The ultimate goal of health care restructuring must be better health and better health care for British Columbians. BCSOT will continue to advocate for increased access to our services in the public sector and in the private sector.
BCSOT will be proactive and speak out when changes implemented in either sector reduce or restrict access to necessary occupational therapy services. BCSOT will not take a specific position in the philosophical debate about the appropriate mix of public and private health services in British Columbia, but will instead assess and comment on the impact of change on our clients and our profession.
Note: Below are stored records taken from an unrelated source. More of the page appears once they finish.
PR #416, opened 2023-08-23
ME-4810-support-cloudName

tsi:
This PR adds support for camelCase cld configuration alongside snake_case configs like it did before.

https://cloudinary.atlassian.net/browse/ME-4810

### DIFF
--- a/src/index.js
+++ b/src/index.js
@@ -1,22 +1,29 @@
 import 'assets/styles/main.scss';
 import VideoPlayer from './video-player';
 import { assign } from 'utils/assign';
-import { omit, pick } from './utils/object';
+import { omit, pick, convertKeysToSnakeCase } from './utils/object';
 import { CLOUDINARY_CONFIG_PARAM } from './video-player.const';
 
 if (window.cloudinary && window.cloudinary.Cloudinary) {
-  console.warn('For version 1.9.0 and above, cloudinary-core is not needed for using the Cloudinary Video Player');
+  console.warn(
+    'For version 1.9.0 and above, cloudinary-core is not needed for using the Cloudinary Video Player'
+  );
 }
 
-const getConfig = (playerOptions = {}, cloudinaryConfig) => assign(
-  omit(playerOptions, CLOUDINARY_CONFIG_PARAM),
-  { cloudinaryConfig: cloudinaryConfig || pick(playerOptions, CLOUDINARY_CONFIG_PARAM) });
+const getConfig = (playerOptions = {}, cloudinaryConfig) =>
+  // pick cld-configurations and assign them to cloudinaryConfig
+  assign(omit(playerOptions, CLOUDINARY_CONFIG_PARAM), {
+    cloudinaryConfig:
+      cloudinaryConfig || convertKeysToSnakeCase(pick(playerOptions, CLOUDINARY_CONFIG_PARAM))
+  });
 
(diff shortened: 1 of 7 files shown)


src/utils/object.js
```diff
@@ -49,3 +49,14 @@ export const omit = (obj, keys) => {
...
   }, {});
 };
+
+export const convertKeysToSnakeCase = (obj) => {
+  let snakeCaseObj = {};
+
+  Object.keys(obj).forEach((key) => {
+    const snakeCaseKey = camelToSnake(key);
+    snakeCaseObj[snakeCaseKey] = obj[key];
+  });
```
ehab-cl, line 59:
```suggestion
for (const key of Object.keys(obj)) {
    const snakeCaseKey = camelToSnake(key);
    snakeCaseObj[snakeCaseKey] = obj[key];
}
```

src/utils/string.js
```diff
@@ -12,4 +11,10 @@ function startsWith(str, searchStr, position) {
   }
 }
 
-export { camelize, startsWith };
+function camelToSnake(camelCaseString) {
```
ehab-cl, line 14: I think we should use Lodash functions, with tree shaking importing single functions is minimal on the payload size, on the other hand it is a huge boost for safety and readability, and sometimes even for performance.

I would also use arrow functions here for declaring these functions. If you are also implementing it yourself i would introduce unit tests, btw do we have any unit tests for the VP?

src/video-player.const.js
```diff
@@ -50,7 +51,8 @@ export const CLOUDINARY_CONFIG_PARAM = [
   'url_suffix',
   'use_root_path',
   'auth_token'
-];
+  // Support camelCase as well
+].map((param) => ([param, camelize(param)])).flat();
```
ehab-cl, line 55: see my first comment since it can remove the need for doing this, but anyway i personally would not do it programmatically but would just introduce it manually, more code but easier to read IMO and more safe.

ehab-cl (approved):
💪

src/index.js
```diff
@@ -1,22 +1,29 @@
...
 }
 
-const getConfig = (playerOptions = {}, cloudinaryConfig) => assign(
-  omit(playerOptions, CLOUDINARY_CONFIG_PARAM),
-  { cloudinaryConfig: cloudinaryConfig || pick(playerOptions, CLOUDINARY_CONFIG_PARAM) });
+const getConfig = (playerOptions = {}, cloudinaryConfig) =>
+  // pick cld-configurations and assign them to cloudinaryConfig
+  assign(omit(playerOptions, CLOUDINARY_CONFIG_PARAM), {
+    cloudinaryConfig:
+      cloudinaryConfig || convertKeysToSnakeCase(pick(playerOptions, CLOUDINARY_CONFIG_PARAM))
```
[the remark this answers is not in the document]
tsi: I actually like that, but as it is, the `omit` will not work as intended. this will cause the snakeCase `cloudName` to be passed to the player `source()` method. but I'm looking into that still...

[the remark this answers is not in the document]
tsi: looking on this again I'm not sure we even need to `omit` anything, since this goes through `extractOptions()` in `video-player`'s constructor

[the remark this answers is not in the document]
tsi: Done ✅

src/utils/string.js
tsi: Added Lodash

PR #417, opened 2023-08-27
feat: integrate new cld analytics package

jakub-roch:
Integrate new package of cld-analytics with VP.


package.json
```diff
@@ -65,6 +65,7 @@
   },
   "dependencies": {
     "@cloudinary/url-gen": "^1.10.2",
+    "cloudinary-video-analytics": "1.1.0",
```
ehab-cl, line 68: We should aim the keep semantic versioning there, and so it is a good idea to get minor versions here. 
```suggestion
    "cloudinary-video-analytics": "^1.1.0",
```

src/plugins/cloudinary-analytics/index.js
```diff
@@ -1,19 +1,24 @@
-import { trackVideoPlayer } from '../../components/cld-analytics/cld-analytics';
+import connectCloudinaryAnalytics from 'cloudinary-video-analytics';
```
ehab-cl, line 1: i think it is better to make our package export a named entity, wdyt? 
i mean defaults are problematic, tomorrow if you decide to export another thing it must be named, and so this forces a mixed syntax for the default and named when both exporting and importing. Also this will make naming more consistent.

ehab-cl (approved):
LGTM 💪

package.json
jakub-roch: 👍

src/plugins/cloudinary-analytics/index.js
jakub-roch: I agree but I it should be done in another task - https://cloudinary.atlassian.net/browse/ME-13442

PR #426, opened 2023-09-05
fix: add missing props to init request

jakub-roch:
* add missing `cloudName` to init request
* make init request ONLY when there is source (playlist/source)
* change param `vp_version` to `vpVersion`

### DIFF
--- a/src/video-player.js
+++ b/src/video-player.js
@@ -118,16 +118,26 @@ class VideoPlayer extends Utils.mixin(Eventable) {
     this._initPlaylistWidget();
     this._initJumpButtons();
     this._setVideoJsListeners(ready);
-    this._sendAnalytics(this.playerOptions);
   }
 
-  _sendAnalytics(options) {
+  _sendInternalAnalytics(additionalOptions = {}) {
+    if (this._internalAnalyticsSent) {
+      return;
+    }
+
     try {
+      const cloudName = this.cloudinaryConfig().cloud_name;
+      const options = Utils.assign({}, this.playerOptions, additionalOptions);
       const analyticsData = getAnalyticsFromPlayerOptions(options);
-      const qs = new URLSearchParams(analyticsData).toString();
-      fetch(`${INTERNAL_ANALYTICS_URL}/video_player_init?${qs}&vp_version=${VERSION}`);
+      const analyticsParams = new URLSearchParams(analyticsData).toString();
+      const baseParams = new URLSearchParams({
+        vpVersion: VERSION,
+        cloudName
+      }).toString();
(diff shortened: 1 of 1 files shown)


src/video-player.js
```diff
@@ -118,16 +118,26 @@ class VideoPlayer extends Utils.mixin(Eventable) {
...
     this._initJumpButtons();
     this._setVideoJsListeners(ready);
-    this._sendAnalytics(this.playerOptions);
   }
 
-  _sendAnalytics(options) {
+  _sendInternalAnalytics(additionalOptions = {}) {
+    if (this._internalAnalyticsSent) {
+      return;
+    }
```
ehab-cl, line 126: It seems to me that if we remove this if statement we will get the usage collected each time the source is changed right? if so, and only that is required to make it work, with no risks, maybe we should supporting the analytics whenever the source is changing?

src/video-player.js
```diff
@@ -612,6 +624,7 @@ class VideoPlayer extends Utils.mixin(Eventable) {
 
   playlist(sources, options = {}) {
     this._initQualitySelector();
+    this._sendInternalAnalytics();
```
ehab-cl, line 627: should not we send any param here?

ehab-cl (approved):
LGTM 💪

src/video-player.js
```diff
@@ -118,16 +118,26 @@ class VideoPlayer extends Utils.mixin(Eventable) {
...
   }
 
-  _sendAnalytics(options) {
+  _sendInternalAnalytics(additionalOptions = {}) {
+    if (this._internalAnalyticsSent) {
+      return;
+    }
+
     try {
+      const cloudName = this.cloudinaryConfig().cloud_name;
```
tsi, line 129: Why not do it together with everything else inside `getCloudinaryOptions`? this seems to unnecessarily complicate this.

src/video-player.js
jakub-roch: we get there options that are not listed in analytics params for init action

src/video-player.js
jakub-roch: actually thats question for Raz - init event should be send only once, otherwise it has totally different meaning, maybe we should rename it to `video_player_source` ?

src/video-player.js
jakub-roch: do you mean to put baseParams into `getAnalyticsFromPlayerOptions` ? If so it would mean we are expanding responsibility of this function to have access to video player instance to get those data - or we would simply pass it there which IMO is similar to what is there

jakub-roch: I changed it to get cloud name directly `cloudName: options.cloudinary.cloudinaryConfig.cloud_name` but we need to keep it separated because of internal fn `getInstanceId`

PR #437, opened 2023-10-04
ME-6707-chapters

tsi:
This PR introduces a new chapters plugin.

ToDo:
* ✅ Refactor vtt-thumbnails to use core videojs functionality - mouse tracking, DOM components
* ✅ Progress bar markers
* ✅ Progress bar chapters display (on hover)
* ✅ Control bar current chapter display
* ✅ Allow inline chapters (VTT alternative)
* ✅ Look into console warnings

### DIFF
--- a/package.json
+++ b/package.json
@@ -72,7 +72,6 @@
     "video.js": "8.5.2",
     "videojs-contrib-ads": "^6.9.0",
     "videojs-contrib-dash": "^5.1.1",
-    "videojs-contrib-quality-levels": "^4.0.0",
     "videojs-ima": "^2.1.0",
     "videojs-per-source-behaviors": "^3.0.0",
     "webfontloader": "^1.6.28"
--- a/package.json
+++ b/package.json
@@ -73,7 +73,6 @@
     "videojs-contrib-ads": "^6.9.0",
     "videojs-contrib-dash": "^5.1.1",
     "videojs-ima": "^2.1.0",
-    "videojs-per-source-behaviors": "^3.0.0",
     "webfontloader": "^1.6.28"
   },
   "devDependencies": {
--- a/src/plugins/chapters/index.js
+++ b/src/plugins/chapters/index.js
@@ -84,6 +84,7 @@ const ChaptersPlugin = (function () {
    */
   ChaptersPlugin.prototype.initializeChapters = function initializeChapters() {
     if (this.options.url) {
+      // Fetch chapters VTT from URL
       const chaptersTrack = {
         kind: 'chapters',
         src: this.options.url
@@ -91,11 +92,10 @@ const ChaptersPlugin = (function () {
       const textTrack = this.player.addRemoteTextTrack(chaptersTrack);
       textTrack.addEventListener('load', () => {
         this.chaptersTrack = textTrack.track;
-        this.setupProgressBarMarkers();
-        this.setupProgressBarChapter();
-        this.setupControlBarChapter();
+        this.setupChaptersDisplays();
       });
     } else {
+      // Setup chapters from options
       const textTrack = this.player.addTextTrack('chapters');
       const end = this.player.duration();
       Object.entries(this.options).forEach((entry, index, arr) => {
@@ -107,10 +107,17 @@ const ChaptersPlugin = (function () {
         textTrack.addCue(cue);
       });
       this.chaptersTrack = textTrack;
-      this.setupProgressBarMarkers();
-      this.setupProgressBarChapter();
-      this.setupControlBarChapter();
+      this.setupChaptersDisplays();
     }
+  };
+
+  /**
+   * Setup chapter displays.
+   */
+  ChaptersPlugin.prototype.setupChaptersDisplays = function initializeChapters() {
+    this.setupProgressBarMarkers();
+    this.setupProgressBarChapter();
+    this.setupControlBarChapter();
   };
 
   /**
--- a/src/plugins/chapters/index.js
+++ b/src/plugins/chapters/index.js
@@ -162,7 +162,7 @@ const ChaptersPlugin = (function () {
         'timeTooltip'
       ]);
 
-      timeTooltip.el().parentElement.appendChild(chapterEl);
+      timeTooltip.el().parentElement.prepend(chapterEl);
 
       const getChapterFromPoint = point => {
         const total = this.player.duration();
--- a/src/plugins/chapters/index.js
+++ b/src/plugins/chapters/index.js
@@ -1,5 +1,3 @@
-// Todo: eslint
-/* eslint-disable */
 import videojs from 'video.js';
 
 import './chapters.scss';
@@ -48,6 +46,7 @@ const chapters = function chapters(options) {
  * Chapters
  */
 const ChaptersPlugin = (function () {
+
   /**
    * Plugin class constructor, called by videojs on
    * ready event.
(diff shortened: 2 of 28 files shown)


tsi:
Chapters can be configured in two ways:

1. with a VTT file:
```
const player = cloudinary.videoPlayer('player', {
  cloudName: 'demo',
  publicId: 'cld-imagine',
  chapters: {
    url: 'https://res.cloudinary.com/tsachi/raw/upload/tests/snow_horses_chapters_k1e1ff.vtt'
  }
});
```

2. inline chapters object:
```
const player = cloudinary.videoPlayer('player', {
  cloudName: 'demo',
  publicId: 'cld-imagine',
  chapters: {
    0: 'Chapter 1',
    50: 'Chapter 2',
    80: 'Chapter 3'
  }
});
```

package.json
```diff
@@ -72,7 +72,6 @@
     "video.js": "8.5.2",
     "videojs-contrib-ads": "^6.9.0",
     "videojs-contrib-dash": "^5.1.1",
-    "videojs-contrib-quality-levels": "^4.0.0",
```
tsi, line 75: This was throwing a warning, turns out it is included now in videojs and not needed from our end

ehab-cl:
> Chapters can be configured in two ways:
> 
> 1. with a VTT file:
> 
> ```
> const player = cloudinary.videoPlayer('player', {
>   cloudName: 'demo',
>   publicId: 'cld-imagine',
>   chapters: {
>     url: 'https://res.cloudinary.com/tsachi/raw/upload/tests/snow_horses_chapters_k1e1ff.vtt'
>   }
> });
> ```
> 
> 2. inline chapters object:
> 
> ```
> const player = cloudinary.videoPlayer('player', {
>   cloudName: 'demo',
>   publicId: 'cld-imagine',
>   chapters: {
>     0: 'Chapter 1',
>     50: 'Chapter 2',
>     80: 'Chapter 3'
>   }
> });
> ```

what does the object keys represent, seconds? or milliseconds? 

I have also thought more about this, are you sure we want to create a non standard way to support chapters, supporting and maintaining it? i genuinely think that for the long term it will be better to stick only with vtt...it is a standard way and should be enough - but it is your call eventually.

src/plugins/chapters/index.js
```diff
@@ -0,0 +1,195 @@
...
+      'timeTooltip'
+    ]);
+
+    timeTooltip.el().parentElement.prepend(chapterEl);
+
+    const getChapterFromPoint = point => {
+      const total = this.player.duration();
+      const seekBarTime = point * total;
+      const chapter = this.chaptersTrack.cues_.find(marker => {
+        return marker.startTime <= seekBarTime && marker.endTime >= seekBarTime;
```
ehab-cl, line 180: Very subjective, but if you ask me this becomes much easier to read, it becomes clear that you are making sure that seekBarTime is between startTime and endTime 
```suggestion
        return seekBarTime >= marker.startTime  &&  seekBarTime  <= marker.endTime;
```

src/plugins/chapters/index.js
```diff
@@ -0,0 +1,195 @@
...
+      });
+      return chapter ? chapter.text : '';
```
ehab-cl, line 182:
```suggestion
      return chapter?.text ?? '';
```

src/plugins/chapters/index.js
```diff
@@ -0,0 +1,195 @@
...
+      const originalUpdateFn = Object.getPrototypeOf(this).update;
+      originalUpdateFn.call(this, seekBarRect, seekBarPoint, content);
+      chapterEl.innerHTML = getChapterFromPoint(seekBarPoint);
+    };
+  };
+
+  return ChaptersPlugin;
+})();
+
+export default chapters;
```
ehab-cl, line 195: I understood that the plugin code is probably a template that gets filled in, it is worth checking if we could have a more modern template (Using class instead of prototype and using arrow functions instead of regular functions) .

src/plugins/vtt-thumbnails/index.js
```diff
@@ -89,179 +85,65 @@ const VttThumbnailsPlugin = (function () {
...
+    const halfThumbnailWidth = parseInt(this.vttData[0].css.width, 10) / 2;
+
+    const updateThumbnailStyle = this.updateThumbnailStyle.bind(this);
+
+    this.player.getDescendant([
+      'controlBar',
+      'progressControl',
+      'seekBar',
+      'mouseTimeDisplay'
+    ]).update = function (seekBarRect, seekBarPoint) {
```
ehab-cl, line 130:
```suggestion
     const mouseTimeDisplay = this.player.getDescendant([
      'controlBar',
      'progressControl',
      'seekBar',
      'mouseTimeDisplay'
    ]);
    mouseTimeDisplay.update = function (seekBarRect, seekBarPoint) {
```

src/plugins/vtt-thumbnails/index.js
```diff
@@ -89,179 +85,65 @@ const VttThumbnailsPlugin = (function () {
...
+      const width = seekBarRect.width;
+
+      updateThumbnailStyle(time);
+
+      this.getChild('timeTooltip').updateTime(seekBarRect, seekBarPoint, time, () => {
+        if ((seekBarRect.width * seekBarPoint) < halfThumbnailWidth) {
+          this.el_.style.left = halfThumbnailWidth;
+        } else if ((seekBarRect.width * seekBarPoint) + halfThumbnailWidth > width) {
+          this.el_.style.left = (seekBarRect.width * seekBarPoint) - halfThumbnailWidth;
+        } else {
```
ehab-cl, line 141: it could be because i am not familiar with the codebase, but i am having a hard time understand why this specific positioning, for that reason i would add comments about why this is needed

src/video-player.utils.js
```diff
@@ -127,4 +126,10 @@ export const overrideDefaultVideojsComponents = () => {
     // Position the 'logo-button' button last
     children.push('logoButton');
   }
+
+  const SeekBar = videojs.getComponent('SeekBar');
+  if (SeekBar && !SeekBar.prototype.options_.children.includes('mouseTimeDisplay')) {
+    SeekBar.prototype.options_.children.splice(1, 0, 'mouseTimeDisplay');
+  }
```
ehab-cl, line 133: what is this doing? a comment would really help

ehab-cl (approved):
LGTM 💪

src/video-player.utils.js
tsi: videojs team made a decision to remove this component on mobile devices. we want it there since we're attaching the chapter display to it. I'll add a comment.

src/plugins/chapters/index.js
tsi: Yeah, not really a template, it all started with the seek-thumbnails plugin that was copied as-is from somewhere.
I realize it's not modern, but it's actually pretty clear, readable and well structured which is what I find most important.
Switching to a Class would be easy, but if I would re-write these I'd go the functional route, getting rid of all these `this` :)

src/plugins/vtt-thumbnails/index.js
tsi: we want it to stop "moving" before the thumbnails exits the player which is at `halfThumbnailWidth` distance from the edge.

tsi: Added a comment

tsi:
@ehab-cl re:

> Chapters can be configured in two ways:

I think it's really nice-to-have for our users to be able to programmatically setup chapters without having to store a VTT file somewhere.
Regarding non-standard - under the hood it is programmatically doing the exact same thing - i.e. calling `addTextTrack` instead of `addRemoteTextTrack`

src/plugins/chapters/index.js
tsi: eslint didn't like that

ehab-cl (approved):
💪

Changes in public health care coverage may also have an impact on services covered by third party payers. We must assess the impact of ongoing changes to these services according to whether our clients will be positively or negatively affected. We must evaluate whether specific changes enhance or limit the kind or amount of services our members currently provide under contract to third party payers.
Occupational therapists must challenge health care decision-makers and administrators to improve access to occupational therapy services, to improve the health sector's ability to attract and retain high quality practitioners, and to give priority to improving clients' health. These goals can be achieved through more appropriate financial and human resource allocation.
Occupational therapists are enablers, resources to clients who seek to regain, maintain or maximize function. We can play the same role as enablers or change agents in the health system changes by supporting health care decision-makers, administrators and colleagues from all professions to seek change to improve client outcomes, and by enabling decision-makers to seek the best solutions to problems by focusing on what's best for clients.
IV. Taking Positive Action
A. Provincially
BCSOT will promote a broader range of services and an improved continuum of care in both the public and private sectors, building on members' work to promote the profession in their own communities and with their local health authorities.
BCSOT will seek every opportunity to participate in health planning processes to actively promote the essential services occupational therapy provides in all health care sectors, including acute, residential, community, home care and mental health services.
BCSOT will advocate for our profession to major employers and their unions to promote increased coverage for occupational therapy services in extended health plans.
BCSOT will work with the Canadian Society of Occupational Therapists (CAOT) and other organizations on common issues.
BCSOT will continue to suggest or provide materials to members to promote occupational therapy at local events. BCSOT will also provide organizational support to develop special interest groups and professional development activities to support members in their quest for excellence and to raise our profession's profile.
B. Locally
BCSOT members will encourage local employers and unions to add or improve occupational therapy coverage in extended health plans. Members will actively promote their services to ICBC adjusters, other insurance companies and third party payers to build their knowledge of our profession.
BCSOT members will support the maintenance of local services which offer broad access to occupational therapy. Outpatient services provided by acute care or community care facilities are critical for clients who do not have private insurance or do not qualify for other publicly funded programs.
BCSOT will continue to encourage its members' involvement in the ongoing debates in their communities about the orientation and delivery of health services to the people of BC.